John Mack, chairman and chief executive of Morgan Stanley, and Zoe Cruz, acting president, last week set the tone for managing and executive directors at the bank by signing new contracts that extend their notice periods.
The latest agreements increase their notice from one to six months and reaffirm restrictive covenants, including non-solicitation of clients for a further six months, according to filings with the US Securities and Exchange Commission.
The contracts are part of a programme at Morgan Stanley to bring notice periods for senior staff into line with rivals. Executive and managing directors have until this Wednesday to sign the new agreements. If they do not, they will forfeit the stock element of bonuses.
The new agreements cast light on the terms and conditions for senior staff at Morgan Stanley, which has been hit by a year of senior management changes.
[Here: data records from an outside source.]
PR #3878, opened 2024-05-27
Fix avalonia performance on Linux

### LINKED ISSUE #3439: ScottPlot5 Avalonia control is very slow on Linux
**Question:** ScottPlot5 skiasharp is terribly slow on Linux (Debian 12 (linux-x64), i3-10105, Intel UHD Graphics 630).

**ScottPlot.Avalonia Version:** 5.0.21
**SkiaSharp.NativeAssets.Linux.NoDependencies Version:** 2.88.7
**Avalonia Version:** 11.0.6

**Code Sample:**

```xaml
<ScottPlot:AvaPlot Name="avaPlot1"/>
```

Executive directors will see their notice period extended from one month to two and subject to a 90-day restrictive covenant, during which time they will not be allowed to solicit former colleagues or clients.
Notice periods for managing directors will be extended to 90 days, with a 90-day restrictive covenant, and members of the management committee must sign up to 180 days' notice with 180 days of restrictions.
Morgan Stanley said the restrictive covenants were standard practice and had not changed.
The latest contracts signed by Mack and Cruz are in sharp contrast to what they had been offered. Mack turned down a guaranteed $25m a year in September and Cruz did not sign the "golden helicopter" contract that promised a huge payout if she decided to leave.
Last week, Morgan Stanley revealed in other filings that it paid $34m to three senior bankers who quit during the campaign to oust ex-chief executive Philip Purcell.